Friday, January 08, 2016

They have the meats: Les & Mark bring back their Jewish deli for one overstuffed meal



“Save the Deli” is not just the name of David Sax’s 2009 book. It’s a call-to-arms for anyone wishing they could walk down the street and get a pastrami on rye, made like they used to make them, as easily as you can get a Big Mac.

Louisville had a traditional Jewish deli, Les & Mark’s Deli, in Hikes Point in the latter half of the 1970s. Owners Mark Suna and Les Naiman, from New York and New Jersey respectively, missed the food of their youth and opened it after putting $500 down. Their deli also was a place to socialize, and not just for Louisville’s Jewish population. Mitch McConnell was a customer who posted flyers on their walls advertising his first run at elected office.

Naiman and Suna split after a few years, unable to balance what Suna calls their “Odd Couple” qualities. Mutual friends kept them in each other’s orbits through the years as Naiman continued in the food business, running his own Nosh Box deli and catering. Suna went into commercial real estate. The men eventually made peace and renewed their friendship.

This Sunday, Jan. 10, they will also renew their recipes for corned beef, coleslaw and more, all made in accordance with kosher rules, for a lunch service open to the public, benefitting the synagogue Keneseth Israel. Meat by the pound also will be for sale. All proceeds benefit the synagogue’s community outreach efforts. Adding to the festivities, writer Ted Merwin will be on hand to discuss his new book, Pastrami on Rye: An Overstuffed History of the Jewish Deli.

Another reason to do this now, says Suna, is that a lot of their old customers are just that — old. It’s not just the customers who are becoming scarce; where there were once 2,000 delis in New York, today there are five. Louisvillians looking for the real thing have to drive to Cincinnati or Indianapolis, though as Keneseth Israel executive director Yonatan Yussman points out, Shapiro’s in Indianapolis “isn’t even Kosher.”

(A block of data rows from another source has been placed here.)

PR #226, opened 2021-02-21
OpenMP thread control

lfarv:
This implements the control of the number of threads used by OpenMP in AT.
It is based on the standard control of default values in AT:

- **Matlab**: `setoption('omp_num_threads', value)` / `getoption('omp_num_threads')`
- **Python**: `at.DConstant.omp_num_threads`

The `omp_num_threads` constant defines the maximum number of threads used in `atpass`, with a special value `0` meaning: leave the default behaviour of OpenMP unchanged (no interaction with the OpenMP library). If it is non-zero, `atpass` will take the minimum of (number_of_particles, number_of processors, `omp_num_threads`) to perform the tracking.

This default value is initialised at AT startup with the environment variable `OMP_NUM_THREADS` if it is defined, or at zero. It may be changed at any time, affecting the following invocations of `atpass`.
In addition, `ringpass`, `linepass` (Matlab) now have a new keyword argument `omp_num_threads` overloading the default value for a specific call.

In summary:

- The default behaviour is to leave the OpenMP behaviour untouched unless AT is started with the environment variable `OMP_NUM_THREADS` defined,

- using `setoption('omp_num_threads', n)` (Matlab) or `at.DConstant.omp_num_threads=n` (Python) will affect all the following trackings,

- The behaviour can be modified for a single tracking with a new keyword argument in `linepass` and `ringpass`.


pyat/at/physics/diff_constants.py
```diff
@@ -9,6 +9,7 @@ class _Dst(object):
     DPStep = 3.e-6           # Momentum step for dispersion and chromaticity
     OrbConvergence = 1.e-12  # Convergence criterion for orbit
     OrbMaxIter = 20          # Max. number of iterations for orbit
+    omp_num_threads = int(os.environ.get('ORM_NUM_THREADS',str(0)))
```
matsievskiysv, line 12: better change `str(0)` to `'0'`

matsievskiysv:
Why is OpenMP not enabled by default? It seems that it is [supported](https://en.wikipedia.org/wiki/OpenMP#Implementations) by the most wildly used compilers.

pyat/at/physics/diff_constants.py
lfarv: Of course!

lfarv:
@matsievskiysv: OpenMP is indeed supported by most compilers, but I would wait for more experience with it. For instance here are results from simply running `pytest`:

Matlab is using an OpenMP library provided by the Intel compiler. To avoid library conflicts, `atmexall` links AT with the Matlab library `libiomp5`. There is no such constraint for pyat unless if we need to run pyat inside Matlab, but if Matlab is installed, we can also use its libraries. So I tested both.

Most tests performed by `pytest` use less that 10 particles and therefore are not parallelised. Here is a summary of the elapsed time printed by `$ pytest test` in default configuration, OMP_PARTICLE_THRESHOLD=10, OpenMP default behaviour:
|   | iMac (4 procs) | Linux (raki, 16 procs) | Linux (grappa 128 procs) |
| - | - | - | - |
| OpenMP disabled | 3.3 s | 4.1 s | 3.1 s |
| Standard library (libgomp) | 3.3 s | 15.5 s | 8.7 s |
| Matlab library (libiomp5) | 3.6 s | 6.5 s | 5.4 s |

These tests are representative of a typical use of AT. Though for a large number of particles OpenMP is obviously beneficial, it may introduce some annoying overhead for many computations. So I would be careful before putting OpenMP in standard, leave users test it in their conditions and hopefully give some feedback.

matsievskiysv:
I guess, integrator implementations are not very OpenMP friendly. Most of the OpenMP implementations use [thread pools](https://stackoverflow.com/a/12617270/5745120) in order to mitigate thread creation overhead. Integrators are compiled into shared libraries and it's not obvious how these pools behave in this case.

swhite2401:
Hello @lfarv, sorry I was away last week. This looks good to me and I agree openMP should not be the default.
Is there a need for benchmarking on our side? I must admit that I personally don't have much time for this right now...

As far as I am concerned, if you are satisfied with the implementation it is ok to merge.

The reasons for the decline are both social and financial. While those old delis were started by immigrants who couldn’t find their favorite old country food in their new cities, the great-grandchildren of those originators have long since assimilated into the American melting pot of Domino’s, Taco Bell and, well, the Melting Pot.

Additionally, quality meats are expensive, and kosher meats are more expensive than regular meats. The 2014 documentary Deli Man points out that of those five delis left in New York, four own their buildings. But it only takes one person passionate, crazy or well-funded enough to do it again in Louisville.

Suna mentions that Republic Bank CEO Steve Trager once worked as a Nosh Box server. Today, his nephew Michael Trager-Kusman keeps the family in the food business as a co-founder of NuLu restaurant Rye, which has flown in bread from New York’s Katz’s Deli, one of those final five.

As for Les & Mark, they’re getting back in business for a meal to have fun and to enjoy their friendship and community. Suna says now, “I don’t want to do it where it’s a job. I want to do it where I’m affecting change and helping others.”

“Kosher Deli Day” will be held at Keneseth Israel, 2531 Taylorsville Road, on Sunday, Jan. 10, from 11:30 a.m.-2:30 p.m.